Net income attributable to ON Semiconductor Corporation
95.6

134.7

 
197.4

239.8

Net income per common share attributable to ON Semiconductor Corporation:
 
 
 
 
 
   Basic
$
0.23

$
0.32

 
$
0.48

$
0.56

   Diluted
$
0.23

$
0.30

 
$
0.47

$
0.54



Pending Acquisition of Manufacturing Facility and Related Assets

On April 22, 2019, through SCI LLC, the Company entered into an Asset Purchase Agreement (the "Asset Purchase Agreement") with GLOBALFOUNDRIES U.S. Inc. (“GFUS”) and GLOBALFOUNDRIES Inc., pursuant to which the Company will acquire GFUS’s East Fishkill, New York site and fabrication facilities, including a post-fabrication facility, support buildings and related assets (the “Transferred Assets”), and assume certain liabilities, including those relating to Company's ownership and operation of the Transferred Assets (collectively, the “Asset Purchase”). The closing of the Asset Purchase is expected to occur on or around December 31, 2022, subject to the satisfaction or waiver of the conditions to closing as specified in the Asset Purchase Agreement. The aggregate purchase price for the Asset Purchase is $400.0 million in cash, subject to adjustment as described in the Asset Purchase Agreement, of which a non-refundable deposit of $70.0 million, subject to downward adjustment, was paid by SCI LLC to GFUS in cash on April 22, 2019. The remaining $330.0 million will be paid on or around the closing date of the Asset Purchase.

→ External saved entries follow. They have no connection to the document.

PR #6736, opened 2023-01-25
Reduce contention on the code_server

josevalim:
load_file/1, load_abs/2, and load_binary/3 now
perform most of the work on the client.

is_sticky/1 and is_loaded/1 now read directly
from the module database.

PS: I could not move ensure_loaded/1 to the
client for reasons I could not understand yet.

### DIFF
--- a/lib/kernel/src/code.erl
+++ b/lib/kernel/src/code.erl
@@ -186,7 +186,7 @@ objfile_extension() ->
 load_file(Mod) when is_atom(Mod) ->
     case get_object_code(Mod) of
         error -> {error,nofile};
-        {Mod,Binary,File} -> load_module(Mod, File, Binary, false)
+        {Mod,Binary,File} -> load_module(Mod, File, Binary, false, false)
     end.
 
 -spec ensure_loaded(Module) -> {module, Module} | {error, What} when
@@ -195,7 +195,12 @@ load_file(Mod) when is_atom(Mod) ->
 ensure_loaded(Mod) when is_atom(Mod) ->
     case erlang:module_loaded(Mod) of
         true -> {module, Mod};
-        false -> call({ensure_loaded,Mod})
+        false ->
+            case get_object_code(Mod) of
+                error -> call({sync_ensure_on_load, Mod});
+                {Mod,Binary,File} ->
+                    load_module(Mod, File, Binary, false, true)
+            end
     end.
 
 %% XXX File as an atom is allowed only for backwards compatibility.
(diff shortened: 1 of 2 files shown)


bjorng:
A thought about `ensure_loaded`: If two processes calls `code:ensure_loaded/1` for the same module, the module must only be loaded once. That is, when the code server has done `finish_loading` for the first request to load the module, it must discard the second request request to load the module. One way to implement that would be to compare the MD5 for the module. Not sure if that was the actual issue you encountered.

bjorng:
Have you observed actual contention caused by the functions you have optimized? (That is, will this optimization make a meaningful difference?)

When running in interactive mode, I would expect most code loading being caused by a call to an unloaded module and that the `error_handler` module would then call `code:ensure_loaded/1` to load the module in question. I could be wrong.

josevalim:
@bjorng no, I didn't measure anything. My thoughts are that the approach is generally preferable in terms of design. In particular:

* `is_sticky` and `is_loaded` are positive changes with no drawbacks (perhaps we should even enable read_concurrency in the table?)

* Moving `load_abs` and `load_binary` to the client have no harm - but may not provide any benefit

* `load_file` though needs to talk to the code server twice, passing the .beam binary around, so I understand if we would prefer to not change it

Do you think those are fair?

I will share what I did for `ensure_loaded` later.

josevalim:
@bjorng here is the commit for `ensure_loaded`:

https://github.com/josevalim/otp/commit/8f7b6365b042070b521de122868fccd8d2b836c4

and here is the test failure I get:

```
code_SUITE:on_load_binary failed on line 1304
Reason: {badmatch,{undef,[{on_load_binary,ok,[],[]},
        {code_S...}
```

bjorng:
I am only worried about potential unintended consequences because of lack serialization of the request.

Moving relatively cheap calls such as `is_sticky` and `is_loaded` to the client might not be worth it.

Loading potentially very expensive calls such as the call to `prepare_loading` is probably worth moving to the client (possibly even if there will be two calls to the server).

I will try to take a look at why `ensure_loaded` does not work tomorrow. I think that there is a much greater potential for more concurrency if that would work.

josevalim:
> Moving relatively cheap calls such as is_sticky and is_loaded to the client might not be worth it.

Can you think of a scenario where it would introduce bugs? Given the writes are serialized, we will always read our own writes. The only race would be if two different processes are writing and reading at the same time, but then the result is not guaranteed in any way.

In any case, you are right in that they are cheap and the benefit in moving them is minimal. I will be glad to amend it in any way desired.

frazze-jobb:
I have now taken a look at this new ensure loaded function and fixed the issue. 
The issue was that the second process needed to wait for the on_load function to finish before it can use the module.
I added a call in ensure loaded that asks the code_server if the module has an on_load function pending. If so wait for that to finish.

frazze-jobb:
Merged, thanks @josevalim  for your contribution!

In connection with the Asset Purchase Agreement, the parties entered into certain ancillary agreements (the "Ancillary Agreements") pursuant to which SCI LLC will be provided with technology transfer and development services as well as foundry services prior to the closing date, and GFUS will be provided foundry services for a limited period of time following the closing date. Pursuant to the Ancillary Agreements, on April 22, 2019, SCI LLC paid GFUS a license fee in the amount of $30.0 million in cash, subject to upward adjustment, for certain technology. This amount has been recorded as an intangible asset in our Consolidated Balance Sheet as of June 28, 2019 and will be amortized when the revenue from the sale of products under the Ancillary Agreement commences.

The Company incurred approximately $4.0 million of expenses in connection with these transactions and expects to incur an additional $5.0 million in legal fees, advisory fees and other third party costs on or around the closing date.